Liu não queria pagar por uma cirurgia extra, embora seu médico insistisse que era essencial. Mas ele estava deitado na mesa de operação havia uma hora e a anestesia em seus órgãos genitais começava a perder o efeito.

Enquanto isso, o médico tinha Liu lá onde ele queria, recusando-se a completar a circuncisão a menos que ele concordasse em desembolsar milhares de dólares por procedimentos adicionais.

As pressões no meio de cirurgias eram apenas uma maneira de a equipe médica do hospital de saúde masculina de Ouya, uma clínica privada no noroeste da China, convencer centenas de pacientes a comprar tratamentos caros e desnecessários, obtendo milhões de dólares em receitas ilegais.

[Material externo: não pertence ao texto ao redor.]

PR #467, opened 2023-08-03
[NOID] Ignore vector indexes when getting indexes from Neo4j.

Lojjs:


gem-neo4j (approved):
This looks good to me I think :)

PR #476, opened 2023-08-16
[q5Vf4pi2] Fix broken GeoCode tests

gem-neo4j:
The count of returned results had changed, hence them starting to break. I found the tests very hard to read so I rewrote them as well to be easier to understand.


Lojjs (approved):
Looks a bit clearer. Just a small comment which you do not have to fix if you not want to.

Lojjs (approved):

PR #227, opened 2024-08-15
Improve scheduler

goccy:
Make `validation` priority to the highest.
If we write the following options, the order is `validationA` => ( `callA` , `validationB` ) => `callB` .
(※ `callA` and `validationB` are called concurrently )

```proto
def { validation {} } // validationA
def { call {} } // callA
def { validation {} } // validationB
def { call {} } // callB
```

The important thing is that `call` block is executed after `validation` block.


utahta (approved):
LGTM!

PR #228, opened 2024-08-16
Add configuration to output logs as any log level

utahta:
Add configuration to output logs as any log level in the error block.


goccy (approved):
LGTM 👍

PR #234, opened 2024-08-20
Fix Candidates method file match

shuheiktgw:
`strings.HasSuffix(file.GetName(), loc.FileName)` could match the wrong file if there are multiple files with the same name. Instead, set the fileName field to the full file path and use that.


goccy (approved):
LGTM 👍

shuheiktgw:
🙏

PR #235, opened 2024-08-21
Fix time api

goccy:
Since `google.protobuf.Timestamp` does not have time zone information, when we use `withLocation()` API, the time zone information may be lost if it bypass Go's value ( `timestamppb.Timestamp` ).
So, I fix this issue with custom `Time` message ( it keeps time zone information ).


shuheiktgw (approved):
LGTM 🙆‍♂️

PR #236, opened 2024-08-21
Fix conflicted alias name

goccy:
If there are same package name, build error occurs, so I add the suffix to package name to make unique name.


shuheiktgw (approved):
LGTM :ok

utahta (approved):

PR #240, opened 2024-08-23
Show warning about file import

utahta:
Show the warning in the following cases:
- If proto file is imported by grpc.federation.file.import statement and unused for the definition of grpc federation:
     - `Import example.proto is unused for the definition of grpc federation.`
- If proto file is imported by protobuf statement and used only for the definition of grpc federation:
     - `Import example.proto is used only for the definition of grpc federation. You can use grpc.federation.file.import instead.`


goccy (approved):
Awesome !!! LGTM 👍

PR #243, opened 2024-09-06
Cast null_value

utahta:
Evaluates an expression such as `msg == null` by converting it to `grpc.federation.cast.null_value(msg) == null`.
For example, when there is an expression `msg == null`, if nil is directly assigned to msg, there is no problem, but if typed nil, there is an unintended behavior (in this case, false is returned).


grpc/federation/cel.go
```diff
@@ -832,3 +859,169 @@ func SetCELValue[T any](ctx context.Context, param *SetCELValueParam[T]) error {
...
+
+func (r *nullValueFuncReplacer) Replace(checkedExpr *exprpb.CheckedExpr) bool {
+	r.init(checkedExpr)
+	newExprVisitor().Visit(checkedExpr.GetExpr(), func(e *exprpb.Expr) {
+		switch e.GetExprKind().(type) {
+		case *exprpb.Expr_CallExpr:
+			r.replaceCall(e)
+		case *exprpb.Expr_ComprehensionExpr:
+			// Comprehension is not supported by parser.Unparse.
+			r.unsupported = true
```
goccy, line 907: If a comparison with `null` is made while using comprehension, the comparison with `null` will be performed without being replaced. Is it okay not to treat this as an error ?

utahta: I see. I will try to fix it so that it parses once on the resolver side and returns a validation error if comprehension is used.

utahta: This exception handling is not needed and I removed it.
Thank you for pointing it out 🙏

goccy (approved):
Awesome!! LGTM 👍

PR #244, opened 2024-09-17
Support URL CEL library

pikachu0310:
Provide functionalities similar to Go's [net/url](https://pkg.go.dev/net/url) using the grpc.federation.url library.

- [x] impl url.parse
- [x] impl URL functions
- [x] impl Userinfo functions
- [x] impl other functions
- [x] add url.parse test
- [x] add URL functions test
- [x] add Userinfo functions test
- [x] add other functions test
- [x] write docs/cel/url.md


grpc/federation/cel/url.go
```diff
@@ -0,0 +1,611 @@
...
+	return url.URL{
+		Scheme:     x.GetScheme(),
+		Opaque:     x.GetOpaque(),
+		User:       user,
+		Host:       x.GetHost(),
+		Path:       x.GetPath(),
+		RawPath:    x.GetRawPath(),
+		ForceQuery: x.GetForceQuery(),
+		RawQuery:   x.GetRawQuery(),
+		Fragment:   x.GetFragment(),
```
shuheiktgw, line 39: Would you explain why you omit some fields, such as OmitHost and RawFragment, here?

grpc/federation/cel/url.go
```diff
@@ -0,0 +1,611 @@
...
+	}, nil
+}
+
+func (x *Userinfo) GoUserinfo() (*url.Userinfo, error) {
```
shuheiktgw, line 43: According to the implementation, GoUserinfo won't return nil, but is it really correct? For example, should we return nil when both username and password are empty? The original UserInfo struct assumes the case when u (*UserInfo) is nil and returns an empty string.

grpc/federation/cel/url.go
```diff
@@ -0,0 +1,611 @@
...
+				func(_ context.Context, self ref.Val, args ...ref.Val) ref.Val {
+					v, err := self.Value().(*URL).GoURL()
+					if err != nil {
+						return types.NewErr(err.Error())
+					}
+					return types.String(v.RawPath)
+				},
+			),
+		),
+		// forceQuery is changed to return String
```
shuheiktgw, line 270: Why is it? 🤔 Would you add a comment to it?

grpc/federation/cel/url.go
```diff
@@ -0,0 +1,611 @@
...
+		BindMemberFunction(
+			"password",
+			MemberOverloadFunc(createURLID("password_userinfo_string"), UserinfoType, []*cel.Type{}, cel.StringType,
+				func(_ context.Context, self ref.Val, args ...ref.Val) ref.Val {
+					v, err := self.Value().(*Userinfo).GoUserinfo()
+					if err != nil {
+						return types.NewErr(err.Error())
+					}
+					password, hasPassword := v.Password()
+					if hasPassword {
```
shuheiktgw, line 569: nit, Technically, this is different from the original implementation. The original implementation returns `"", false` only when u (*UserInfo) is nil. It does not check whether hasPassword is true or not.

shuheiktgw (commented):
I left some comments, so PTAL 🙏

grpc/federation/cel/url.go
pikachu0310: I made a mistake and have now corrected it.

grpc/federation/cel/url.go
pikachu0310: This issue was caused by an implementation mistake that occurred in the past. It has been corrected now.

grpc/federation/cel/url.go
pikachu0310: I misread the implementation. I have corrected it.

grpc/federation/cel/url.go
pikachu0310: It has been fixed.

pikachu0310:
I have addressed ktgw's review comments and resolved the conflicts. Please review it again.

grpc/federation/cel/url.go
```diff
@@ -0,0 +1,621 @@
...
+	return lib.typeAdapter.NativeToValue(&URL{
+		Scheme:     v.Scheme,
+		Opaque:     v.Opaque,
+		User:       userinfo,
+		Host:       v.Host,
+		Path:       v.Path,
+		RawPath:    v.RawPath,
+		ForceQuery: v.ForceQuery,
+		RawQuery:   v.RawQuery,
+		Fragment:   v.Fragment,
```
shuheiktgw, line 103: The same as https://github.com/mercari/grpc-federation/pull/244#discussion_r1777962091

grpc/federation/cel/url.go
```diff
@@ -0,0 +1,621 @@
...
+		RawPath:     x.GetRawPath(),
+		OmitHost:    x.GetOmitHost(),
+		ForceQuery:  x.GetForceQuery(),
+		RawQuery:    x.GetRawQuery(),
+		Fragment:    x.GetFragment(),
+		RawFragment: x.GetRawFragment(),
+	}, nil
+}
+
+func (x *Userinfo) GoUserinfo() (*url.Userinfo, error) {
```
shuheiktgw, line 45: I believe we don't need to return an error since there is no case to return it? 🤔

grpc/federation/cel/url.go
```diff
@@ -0,0 +1,621 @@
...
+					if err != nil {
+						return types.NewErr(err.Error())
+					}
+					return types.Bool(v.OmitHost)
+				},
+			),
+		),
+		BindMemberFunction(
+			"forceQuery",
+			MemberOverloadFunc(createURLID("forceQuery_url_string"), URLType, []*cel.Type{}, cel.BoolType,
```
shuheiktgw, line 288: I believe it should be `forceQuery_url_bool`.

shuheiktgw (commented):
I left some comments so PTAL 🙏

shuheiktgw (approved):
LGTM

grpc/federation/cel/url.go
```diff
@@ -0,0 +1,528 @@
...
+					v := lib.refToGoURLValue(self)
+					return types.String(v.Scheme)
+				},
+			),
+		),
+		BindMemberFunction(
+			"opaque",
+			MemberOverloadFunc(createURLID("opaque_url_string"), URLType, []*cel.Type{}, cel.StringType,
+				func(_ context.Context, self ref.Val, args ...ref.Val) ref.Val {
+					v := self.Value().(*URL).GoURL()
```
utahta, line 207: Should we use `lib.refToGoURLValue` instead? (the same goes for other code as well)

pikachu0310: I forgot about that! I have corrected it.

PR #245, opened 2024-09-20
Support Strings CEL library

pikachu0310:
Provide functionalities similar to Go's [strings](https://pkg.go.dev/strings) using the grpc.federation.strings library.
https://github.com/mercari/grpc-federation/issues/159


grpc/federation/cel/strings.go
```diff
@@ -0,0 +1,405 @@
...
+		),
+		BindFunction(
+			createStringsName("count"),
+			OverloadFunc(createStringsID("count_string_string_int"), []*cel.Type{cel.StringType, cel.StringType}, cel.IntType,
+				func(_ context.Context, args ...ref.Val) ref.Val {
+					return types.Int(strings.Count(args[0].(types.String).Value().(string), args[1].(types.String).Value().(string)))
+				},
+			),
+		),
+		// func Cut(s, sep string) (before, after string, found bool)
```
shuheiktgw, line 95: What is this comment? 🤔

grpc/federation/cel/strings.go
```diff
@@ -0,0 +1,405 @@
...
+			),
+		),
+		BindFunction(
+			createStringsName("indexByte"),
+			OverloadFunc(createStringsID("indexByte_string_byte_int"), []*cel.Type{cel.StringType, cel.BytesType}, cel.IntType,
+				func(_ context.Context, args ...ref.Val) ref.Val {
+					return types.Int(strings.IndexByte(args[0].(types.String).Value().(string), args[1].(types.Bytes).Value().(byte)))
+				},
+			),
+			OverloadFunc(createStringsID("indexByte_string_string_int"), []*cel.Type{cel.StringType, cel.StringType}, cel.IntType,
```
shuheiktgw, line 181: Would you explain why we need this `OverloadFunc` even if we already have the index function? 🙏

shuheiktgw (commented):
I left some questions but overall it looks good to me 👍

grpc/federation/cel/strings.go
pikachu0310: I referred to the implementation linked below. While testing, I encountered an issue when trying to pass a Go `byte` type as an argument. It seems that trying to retrieve it using `cel.bytes` didn't work as expected. By defining the argument as `cel.string` instead, I was able to successfully pass and retrieve the value.

https://github.com/mercari/grpc-federation/blob/b948f38603ce28df91b0b67cd3f0af65b54f1ec4/grpc/federation/cel/time.go#L582-L612

grpc/federation/cel/strings.go
pikachu0310: Sorry for the lack of explanation in the comments. I left a comment for the functions I determined to be impossible to implement. Except for `Cut`, the other comments are for functions that have arguments of types (like Go's `func` type) that cannot be received by CEL. As for `Cut`, I concluded it was impossible to implement because it needs to return two variables. 

Is there any way to return two variables in this case?

shuheiktgw: We talked on this point directly and decided to update the comments to clarify why we cannot implement those functions.

grpc/federation/cel/strings.go
shuheiktgw: Makes sense!

shuheiktgw (approved):
LGTM 👍 
Waiting for an approval from @utahta.

grpc/federation/cel/strings.go
```diff
@@ -0,0 +1,405 @@
...
+	"golang.org/x/text/cases"
+	"golang.org/x/text/language"
+)
+
+const StringsPackageName = "strings"
+
+var _ cel.SingletonLibrary = new(StringsLibrary)
+
+type StringsLibrary struct {
+	typeAdapter types.Adapter
```
utahta, line 20: It seems that typeAdapter is not being used.  Is it possible to remove it?

pikachu0310: You're right, it's not being used. I've removed it. Thank you for pointing it out.

grpc/federation/cel/strings.go
pikachu0310: > Do we miss the Cut function?

Regarding "Cut," I found that it's feasible to implement, so I added the implementation.

utahta (approved):
LGTM!

shuheiktgw (approved):
🙆‍♂️

PR #250, opened 2024-12-02
Fix gRPC default error value

goccy:
### Breaking Changes

Currently, if neither code nor message is specified in `error {}`, default values are used. However, this could lead to unintended results, so if they are not specified, the original error values will be used instead.


kodams (approved):

generator/templates/error_handler.go.tmpl
```diff
@@ -4,6 +4,27 @@
...
+	defaultDetails = make([]grpcfed.ProtoMessage, 0, len(details))
+	for _, detail := range details {
+		msg, ok := detail.(grpcfed.ProtoMessage)
+		if ok {
+			defaultDetails = append(defaultDetails, msg)
+		}
+	}
+	_ = defaultMsg
+	_ = defaultCode
+	_ = defaultDetails
```
utahta, line 25: What is this for?

goccy: To prevent build errors for unused variables

utahta (approved):

PR #259, opened 2025-01-21
Support math CEL library

keitaj:
Support Golang's math package for CEL library
https://pkg.go.dev/math


goccy (approved):
Thank you for your contribution !!! LGTM 👍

médicos em uma sala de cirurgia
Médicos realizam cirurgia em hospital na província de Shaanxi, no noroeste da China - Zhang Yinan - 20.jan.2019/Xinhua

Encorajado pela regulamentação frouxa e protegido por uma rede de autoridades corruptas, o hospital cometeu fraudes sanitárias descaradas durante quatro anos, em um escândalo que lembrou o clamor público contra clínicas privadas inescrupulosas vários anos atrás.

Especialistas disseram que o escândalo do hospital de Ouya mostra como a tênue abordagem chinesa à regulamentação dos provedores de serviços de saúde famintos por lucros continua apresentando perigos ao público, num momento em que o número de hospitais privados cresce rapidamente no país.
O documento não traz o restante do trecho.